Western blot analysis of precipitated supernatants (A) or cell lysates (B and C) obtained from cultures of WT neutrophils treated with live (MOI 20) or HK-GBS (10 μg/ml). Immunoreactive bands were detected using anti-IL-1β. ns, non-stimulated samples. Concentrations of IL-1β (D and F) and TNF-α (E and G) in supernatants of neutrophils lacking the indicated gene products involved in TLR or cytokine signaling. 3d, neutrophils from 3d mutant mice lacking functional UNC93B1. Supernatants were collected at 24 h after infection with live GBS (MOI 20). The positive controls consisted of neutrophils treated with LPS (0.1μg/ml) and then pulsed with ATP (5mM) for 30 min before collecting supernatants. Data are expressed as means + SD of three independent observations, each conducted with cells from a different animal. *, p<0.05 versus WT mice, as determined by one-way analysis of variance and the Student's–Keuls–Newman test.
Fig 5.
The caspase 1 inflammasome is involved in pro-IL-1β processing and IL-1β release in GBS-infected neutrophils.
Concentrations of IL-1β (A and C) or TNF-α (B and D) in culture supernatants of neutrophils lacking the indicated TLRs or inflammasome components. Supernatants were collected at 24 h after infection with live bacteria (MOI 20). Positive controls consisted of cells treated with LPS (0.1μg/ml) and then pulsed with ATP (5mM) for 30 min before collecting the supernatants. Data are expressed as means + SD of three independent observations, each conducted with cells from a different animal. *, p<0.05 versus WT mice, as determined by one-way analysis of variance and the Student's-Keuls-Newman test. E, Western blot analysis, using anti-IL-1β antibodies, of lysates from neutrophils lacking the indicated inflammasome components. Neutrophils were infected with GBS (MOI 20) for 4h.
Fig 6.
IL-1β processing by neutrophils is mediated by caspase-1.
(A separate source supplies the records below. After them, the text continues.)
Issue #350, opened 2019-02-13
"The Name 'XXX' has already been defined" build error occurs if ControlTemplate has visual element and VisualState with the same names 


pavelovcharov:
* .NET Core Version: 3.0.100-preview-010184
* Windows version: 1809 (17763.253)
* Does the bug reproduce also in WPF for .NET Framework 4.8?: No

 
 
 **Problem description:**
Build error occurs if ControlTemplate contains a visual element and VisualState with the same names

 **Actual behavior:** 
Build error "MC4101: The Name 'Normal' has already been defined. Names must be unique." occurs

 **Expected behavior:**
No build errors
 
 **Minimal repro:**
Create new .Net Core 3 wpf project, add the following ControlTemplate
```
    <Window.Resources>
        <ControlTemplate TargetType="Button" x:Key="buttonStyle">
            <Border x:Name="Normal">
                <VisualStateManager.VisualStateGroups>
                    <VisualStateGroup x:Name="TestGroup">
                        <VisualState x:Name="Normal" />
                    </VisualStateGroup>
                </VisualStateManager.VisualStateGroups>
            </Border>
        </ControlTemplate>
    </Window.Resources>

```
and try to build the project.

stevenbrix:
Thanks @pavelovcharov for filing this issue! This is interesting, in a .NET Framework WPF app, you see an intellisense error, and an error shows up in the ErrorsList, but doesn't cause your build to error. The UWP Xaml Compiler also treats this as an error condition as well, and your build will fail. However, I don't imagine there is any technical reason for this, as these names should never cause a collision.

@ryalanms i'm assigning this to you. i'd imagine we should make sure this doesn't cause errors so that porting from .NET Framework -> .NET Core is as easy as possible. however, we should continue having discussions so that these behaviors are consistent and both UWP and WPF behave the same

ryalanms:
This difference was due to a bug in BamlMapTable.

weltkante:
@ryalanms This doesn't look like a bugfix, if the same code works in Desktop Framework it should not be necessary to reinitialize static properties on every instance creation.

Note that your "fix" broke thread safety (see comment on PR)

Either make it threadsafe (probably will be a performance loss because you need a lot more locking now) or look for the real difference between .NET Core and Desktop Framework. The static initialization wasn't the difference.

PR #570, opened 2019-04-12
BamlMapTable should always reinitialize KnownAssemblyInfoRecord

### LINKED ISSUE #378: NETFX Regression: No longer can set name property to MarkupExtension in certain places
* .NET Core Version 3.0.100-preview-010184
* Windows version: Server 2019, 17763.253

I am porting a WPF control library to .NET Core. In this library, they define many `const` fields that they use in attributes, element names, etc. For example:
```cs
[TemplateVisualState(Name = MyState, GroupName = MyStateGroup)]
class MyControl : Control
{
   public const String MyState = "MyState";
   public const String MyStateGroup = "MyStateGroup";
}
```
```xml
<!-- somewhere inside of a control template -->
<VisualStateGroup Name="{x:Static local:MyControl.MyState}">...</VisualStateGroup>
```

The .NET Framework tooling works fine here. However, in .NET Core, trying to compile code using this pattern produces this error:

> error MC3079: MarkupExtensions are not allowed for Uid or Name property values, so '{x:Static local:MyControl.MyState}' is not valid.

[Here's a small repro that demonstrates this issue.](https://github.com/dotnet/wpf/files/2897472/Repro.zip) The application will compile fine if you set the target framework to `net472`, but it will not compile with the above error if you set it to `netcoreapp3.0`.

Note that this pattern doesn't work in all cases; I don't know the specifics on where it does and doesn't work, but I think it only works for files evaluated at runtime.

ryalanms:
NETFX Regression: No longer can set name property to MarkupExtension in certain places #378.

Move KnownAssemblyInfoRecord initialization out of BamlMapTable's static constructor to its constructor. (Fixes #378)

### DIFF
--- a/src/Microsoft.DotNet.Wpf/src/PresentationFramework/System/Windows/Markup/BamlMapTable.cs
+++ b/src/Microsoft.DotNet.Wpf/src/PresentationFramework/System/Windows/Markup/BamlMapTable.cs
@@ -72,20 +72,17 @@ namespace System.Windows.Markup
 
 #region Constructor
 
-        static BamlMapTable()
-        {
-            // Setup the assembly record for the known types of controls
-            KnownAssemblyInfoRecord = new BamlAssemblyInfoRecord();
-            KnownAssemblyInfoRecord.AssemblyId = -1;
-            KnownAssemblyInfoRecord.Assembly = ReflectionHelper.LoadAssembly(_frameworkAssembly, string.Empty);
-            KnownAssemblyInfoRecord.AssemblyFullName = KnownAssemblyInfoRecord.Assembly.FullName;
-        }
-
         internal BamlMapTable(XamlTypeMapper xamlTypeMapper)
         {
             Debug.Assert(null != xamlTypeMapper);
 
             _xamlTypeMapper = xamlTypeMapper;
+
+            // Setup the assembly record for the known types of controls
+            KnownAssemblyInfoRecord = new BamlAssemblyInfoRecord();
+            KnownAssemblyInfoRecord.AssemblyId = -1;
+            KnownAssemblyInfoRecord.Assembly = ReflectionHelper.LoadAssembly(_frameworkAssembly, string.Empty);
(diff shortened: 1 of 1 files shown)


ryalanms:
This change also brings namescoping rules in line with NETFX.  (Fixes issue #350)

vatsan-madhavan:
Looks ok to me. 

@nguerrera, would you mind taking a quick peek?

ryalanms:
Thanks.

weltkante:
@ryalanms @vatsan-madhavan This change doesn't look threadsafe to me. Originally, the static type constructor was threadsafe by the framework rules (because you can't access static properties before the static constructor has run), now you're setting static properties from an instance constructor. If msbuild or VisualStudio is doing anything multithreaded this will turn bad.

nguerrera:
Looks like KnownAssemblyInfoRecord can be made to be an instance field. Sorry that I missed that in the review. I would do that and rename it to _knownAssemblyInfoRecord for clarity.

As far as threading, build tasks are executed in parallel using different processes, not different threads by msbuild. I would generally recommend against relying on this. We discussed a long term plan to move everything to instance data off of the markup compiler, but that hasn't been done yet as the PBT code is rather tangled with statics inherited straight from  .NET Framework implementation, and untangling it is non-trivial. But perhaps that should be tracked by a GitHub issue?

For anything that needs to remain static in the short term pending that refactoring, make sure it is cleared like the others:

https://github.com/dotnet/wpf/blob/master/src/Microsoft.DotNet.Wpf/src/PresentationBuildTasks/MS/Internal/MarkupCompiler/MarkupCompiler.cs#L222

weltkante:
@ryalanms @nguerrera should I create a new issue for that since the PR is already merged?

ryalanms:
Thanks, @weltkante. I'll update the KnownAssemblyInfoRecord property to be an instance variable today.  The refactoring of statics is being tracked internally, but a adding public GitHub issue sounds reasonable, now that PresentationBuildTasks is public.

Mouse neutrophils (5 x 105/well) were incubated for 1 h in the presence of Z-VAD, YVAD-CHO, IETD, AEBSF, NE (all at a concentration of 10μM), or CGi (0.5μM). Live GBS (MOI 20) were added and secreted IL-1β (A, C) and TNF-α (B, D) were measured in culture supernatants after 24 h of incubation. Data are expressed as means + SD of three independent observations, each conducted with cells from a different animal. *, p<0.05 versus untreated cells, as determined by one-way analysis of variance and the Student's–Keuls–Newman test.
Fig 7.
GBS β-hemolysin, but not CAMP factor, is involved IL-1β release.
Concentrations of IL-1β in supernatants of WT neutrophil cultures collected at 24 h after infection with live GBS (MOI 20). WT strain NEM316 or its isogenic mutants deficient in β-hemolysin (ΔcylE), CAMP factor (Δcfb), or both (ΔcylE Δcfb) were used for stimulation. Data are expressed as means + SD of three independent observations, each conducted with cells from a different animal.